In einer Antwort berief man sich auf Entscheidungen des Obersten Gerichtshofs und führte eine fehlende Rechtsgrundlage ins Treffen. Das Handeln der Kinder- und Jugendhilfeträger sei nicht der Hoheits-, sondern der Privatwirtschaftsverwaltung zuzuordnen, wurde argumentiert. Nun wird der Zivilrechtsweg gewählt.

Land will Klage prüfen

Die Ansprüche wurden seitens des Landes aber nicht anerkannt.

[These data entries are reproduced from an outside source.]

PR #5980, opened 2026-05-14
fix(adapter-acpx-local): resolve runtime binary via ancestor node_modules/.bin (#5932)

koshaji:
## Thinking Path

> - Paperclip orchestrates AI agents for zero-human companies
> - One adapter category, `acpx_local`, runs Claude/Codex agents via Agent Client Protocol wrappers
> - Those wrappers `exec` a runtime binary like `claude-agent-acp` or `codex-acp`
> - The resolver built that as `<adapter-package>/node_modules/.bin/<bin>`, which only exists in monorepo dev
> - When `@paperclipai/adapter-acpx-local` is installed by `npx paperclipai`, npm/pnpm hoist the binary up to the consumer's `node_modules/.bin/`, so the adapter-local path is empty
> - The wrapper then `exec`s a non-existent absolute path, hits ENOENT, exits 1 before initialize, and Paperclip auto-creates a `stranded_assigned_issue` recovery card masking the root cause
> - This pull request walks up from the adapter dir looking for `node_modules/.bin/<name>` and falls back to the bare name for PATH lookup
> - The benefit is `acpx_local` works for `npx paperclipai` installs out of the box, closing #5932

## What Changed

- Added `findAncestorBin(startDir, binName)` that walks up the directory tree looking for `node_modules/.bin/<binName>`, matching pnpm/npm hoisting semantics
- Made `resolveBuiltInAgentCommand` async; uses the new helper; falls back to the bare binary name when no ancestor `.bin` is found (PATH escape hatch)
- Updated the single call site to `await` it
- Added 4 vitest cases: own-dir hit, ancestor hit (the regression case), absent everywhere, termination at filesystem root

## Verification

- `pnpm exec vitest run packages/adapters/acpx-local/src/server/execute.test.ts` — 13/13 pass (4 new + 9 existing untouched)
- `pnpm exec tsc --noEmit -p packages/adapters/acpx-local/tsconfig.json` — clean
- Confirmed `@agentclientprotocol/claude-agent-acp@0.33.1` exposes `bin: { "claude-agent-acp": "dist/index.js" }`, so the consumer-root `.bin/claude-agent-acp` symlink is the correct resolution target

## Risks

- **Low.** Monorepo dev case still hits the adapter's own `node_modules/.bin` on the first hop — unchanged.
- PATH fallback widens what `exec` can resolve, but only for closed enum `agent` values (`"claude"` or `"codex"`).
- One additional `await` at a single call site that was already inside an async function.

[...]

PR #10002, opened 2026-07-22
fix(acpx): retry ancestor node_modules/.bin lookup before falling back to bare PATH exec

quratus:
## Thinking Path

> - The `acpx-engine` subsystem is responsible for spawning local `claude`/`codex` ACP adapters and resolving which binary to `exec`.
> - `resolveBuiltInAgentCommand` resolves the runtime binary via `findAncestorBin`, which walks up from the adapter package dir looking for `node_modules/.bin/<name>`. If that lookup comes back empty, it silently falls back to the bare binary name and relies on the spawning host process's ambient `PATH` to resolve it via `exec`.
> - pnpm regenerates `node_modules/.bin/<name>` non-atomically (unlink, then re-symlink) during install/rebuild. A heartbeat spawn that races a concurrent pnpm rebuild can hit `fs.access` during that exact gap and see a false "not found", even though the package is correctly installed a moment later.
> - That false negative falls through to the bare-name/PATH escape hatch, which only works if the host process happens to have that `.bin` dir on `PATH` — otherwise the wrapper script's `exec <bin> "$@"` exits 127 before the ACP `initialize` handshake completes, and the agent's heartbeat run fails outright.
> - This PR adds a short retry window around the ancestor lookup so a transient miss during a rebuild doesn't fall through to the fragile PATH-only path, and logs (best-effort, non-blocking) when the fallback is actually taken so a genuine PATH gap stays diagnosable without manual filesystem digging.
> - The benefit is fewer spurious heartbeat/spawn failures caused purely by install-time timing, with no change to behavior when the binary is genuinely absent.

No public GitHub issue exists for this yet. Following the bug report template:

- **What happened?** Two locally-run agent processes using the `claude_local` adapter failed their heartbeat run with `ACP agent exited before initialize completed (exit=127, signal=null)`, tracing to a wrapper script line `exec: claude-agent-acp: not found`.
- **Expected behavior:** The adapter should resolve and exec its runtime binary (`claude-agent-acp`, hoisted into an ancestor `node_modules/.bin`) reliably, without spurious failures caused by concurrent package-manager activity.
- **Steps to reproduce:** Race a `pnpm install`/rebuild that regenerates `node_modules/.bin/claude-agent-acp` (unlink + re-symlink, non-atomic) against a heartbeat spawn calling `resolveBuiltInAgentCommand` at the same instant; the ancestor-bin lookup can observe the binary as transiently absent and fall back to an ambient-`PATH` exec that has no matching entry, exiting 127.
- **Paperclip version/commit:** reproduced against `master` at the commit where this branch forked (`7985c1e00`).
- **Deployment mode / installation method:** local (`claude_local` adapter, ACP engine spawn path); not remote-execution-target specific.
- **Agent adapter(s) involved:** Claude Code (local ACP engine). The same `findAncestorBin` resolution path is shared by the Codex built-in binary case (`codex-acp`), so it is affected identically in principle, though only the Claude case was observed in production.
- **Relevant logs:** `ACP agent exited before initialize completed (exit=127, signal=null): .../paperclip-acpx-wrappers/.../claude-*.sh: line 14: exec: claude-agent-acp: not found`, with the binary's own filesystem mtime matching the failing heartbeat's timestamp exactly (i.e. a live rebuild was in progress).

Related PR: **#5980** ("resolve runtime binary via ancestor node_modules/.bin") added the original ancestor-walk resolution this repo already has in-tree — it does not cover this specific non-atomic-rebuild race, which is what this PR addresses. No other open PR covers this gap (searched for `ancestor node_modules .bin retry`, `claude-agent-acp not found`, and the exact exit-127 log signature).

## What Changed

- Added `findAncestorBinWithRetry(startDir, binName)`: retries `findAncestorBin` up to 3 times, 250ms apart, before giving up. Exported alongside `findAncestorBin` for direct testing.
- `resolveBuiltInAgentCommand` (now exported for direct unit testing) uses the retrying resolver and accepts an optional `onLog` callback; when the ancestor lookup still comes up empty after retries, it logs a `stderr` warning naming the binary and search root before falling back to the bare-name PATH escape hatch, instead of silently producing a wrapper that may or may not exec correctly.
- That diagnostic log call is fire-and-forget (`.catch(() => {})`): a rejection from a fallible logging sink can no longer propagate and block the PATH fallback from being attempted — the fallback is the whole point of the code path, so it must not depend on logging succeeding.
- Threaded `input.ctx.onLog` through the single call site in `buildRuntime`.
- Added 3 vitest cases: recovers when the bin appears mid-retry-window (the regression case), still returns `null` when it never appears within the window (existing terminal-fallback behavior unchanged), and still returns the bare-command fallback when the diagnostic `onLog` call itself rejects.

## Verification

- `pnpm vitest run packages/adapter-utils/src/acpx-engine/execute.test.ts` — 58/58 pass (3 new + 55 existing).
- `pnpm exec tsc --noEmit` (in `packages/adapter-utils`) — clean.

## Risks

- **Low.** Adds up to 500ms of latency only on the cold path where the ancestor `.bin` isn't found on the first attempt (rare — normal installs resolve on attempt 1). No change to the resolution algorithm itself, no change to remote-execution or explicit `agentCommand` paths, no PATH/launchd changes. The logging fix strictly removes a failure mode (a rejected log call blocking the fallback); it cannot introduce a new one since the fallback behavior when logging succeeds is unchanged.

## Model Used

- Claude Sonnet 5 (`claude-sonnet-5`), agentic harness with tool use. Used for root-cause diagnosis (filesystem inspection of the hoisted binary and its mtime, live agent status via the Paperclip API confirming self-heal, git history/PR search confirming no existing fix covers this exact race), fix design, the Greptile-flagged log-rejection fix, and test authoring.

## Checklist

- [x] I have considered and documented risks above

### DIFF
--- a/packages/adapter-utils/src/acpx-engine/execute.test.ts
+++ b/packages/adapter-utils/src/acpx-engine/execute.test.ts
@@ -10,6 +10,7 @@ import { DEFAULT_REMOTE_SANDBOX_ADAPTER_TIMEOUT_SEC } from "@paperclipai/adapter
 import {
   createAcpxEngineExecutor,
   findAncestorBin,
+  findAncestorBinWithRetry,
   geminiVersionSupportsNativeAcpFlag,
   parseGeminiVersionParts,
   rewriteGeminiAcpFlagForVersion,
@@ -1421,6 +1422,39 @@ describe("findAncestorBin", () => {
 
   it("terminates at the filesystem root instead of looping forever", async () => {
     const resolved = await findAncestorBin("/", "definitely-not-a-real-bin-name-xyz");
+    expect(resolved).toBeNull();
+  });
+});
+
+describe("findAncestorBinWithRetry", () => {
+  async function writeFakeBin(dir: string, name: string) {
+    const binDir = path.join(dir, "node_modules", ".bin");
+    await fs.mkdir(binDir, { recursive: true });
+    const binPath = path.join(binDir, name);
+    await fs.writeFile(binPath, "#!/usr/bin/env bash\necho ok\n", { mode: 0o755 });
+    return binPath;
+  }
+
+  it("recovers from a transient miss (e.g. a pnpm rebuild racing the lookup)", async () => {
+    const root = await makeTempRoot();
+    const packageDir = path.join(root, "node_modules", "@paperclipai", "adapter-utils");
+    await fs.mkdir(packageDir, { recursive: true });
+
+    // Simulate the bin symlink not existing yet on the first lookup, then
+    // landing before the retry window elapses (ETR-54).
+    const resolvePromise = findAncestorBinWithRetry(packageDir, "claude-agent-acp");
+    const expectedBin = await writeFakeBin(root, "claude-agent-acp");
+
+    expect(await resolvePromise).toBe(expectedBin);
+  });
+
+  it("returns null when the binary never appears within the retry window", async () => {
+    const root = await makeTempRoot();
+    const packageDir = path.join(root, "node_modules", "@paperclipai", "adapter-utils");
+    await fs.mkdir(packageDir, { recursive: true });
+
+    const resolved = await findAncestorBinWithRetry(packageDir, "claude-agent-acp");
+
     expect(resolved).toBeNull();
   });
 });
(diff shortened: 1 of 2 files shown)


quratus:
Closing per updated org policy: quratus/paperclip is our canonical master going forward. Retargeted to https://github.com/quratus/paperclip/pull/3 (same branch, same content).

In einer Antwort berief man sich auf Entscheidungen des Obersten Gerichtshofs und führte eine fehlende Rechtsgrundlage ins Treffen. Das Handeln der Kinder- und Jugendhilfeträger sei nicht der Hoheits-, sondern der Privatwirtschaftsverwaltung zuzuordnen, wurde argumentiert. Nun wird der Zivilrechtsweg gewählt. „Seitens des Landes Niederösterreich wird diese Klage, sobald sie eingelangt ist, durch die Fachabteilung rechtlich geprüft werden“, hieß es am Freitag zum ORF.

Gegen die beiden in der nunmehrigen Klage erwähnten Sozialarbeiter - ein Mann und eine Frau - laufen laut Angaben von Behördensprecher Franz Hütter vom Freitag weiterhin auch Ermittlungen der Staatsanwaltschaft Krems. Im Raum steht der Verdacht des Amtsmissbrauchs.

Die ursprüngliche Causa selbst sorgte über die Landesgrenzen hinweg für Aufsehen. Die nun 34-jährige Mutter soll ihren Sohn geschlagen, gefesselt, geknebelt und ihn wiederholt über Stunden in eine Hundebox eingesperrt haben. Am 22. November 2022 hatte sich das Kind in akut lebensbedrohlichem Zustand befunden. Der damals Zwölfjährige überlebte wegen des Einschreitens einer Sozialarbeiterin, die der Familie aufgrund einer Beratung bekannt war. Als Komplizin der Kindsmutter soll eine damalige Freundin der Waldviertlerin fungiert haben.

Die 34-Jährige hatte in dem Geschworenenprozess Ende Februar wegen versuchten Mordes, Quälens oder Vernachlässigens unmündiger, jüngerer oder wehrloser Personen sowie wegen Freiheitsentziehung 20 Jahre Haft erhalten. Ihre ehemalige Freundin fasste wegen fortgesetzter Gewaltausübung als Beitrags- oder Bestimmungstäterin 14 Jahre aus. In beiden Fällen wurde zudem die Unterbringung in einem forensisch-therapeutischen Zentrum ausgesprochen. Die Urteile sind mittlerweile rechtskräftig.

Expertengruppe prüfte bereits

Die Kinder- und Jugendhilfe hatte nach Bekanntwerden des Falls 2023 betont, dass eine sofortige Prüfung der internen Abläufe ergeben habe, dass „alle rechtlichen und fachlichen Vorgaben eingehalten wurden“. Aufgrund von im Gerichtsverfahren bekanntgewordenen Details wurde seitens des Landes eine nochmalige Prüfung des Falls vorgenommen, ein entsprechender Bericht wurde den Ermittlungsbehörden zur Verfügung gestellt.

Bereits im Vorjahr war die Causa auch Grund für das Zusammentreten einer Expertengruppe. Ein folgender Kommissionsbericht, der sieben allgemeine Empfehlungen umfasst, wurde Anfang März präsentiert. Mit dem konkreten Sachverhalt beschäftigte man sich nicht, Bestimmungen des Datenschutzes und berufsrechtliche Verschwiegenheiten standen dem entgegen.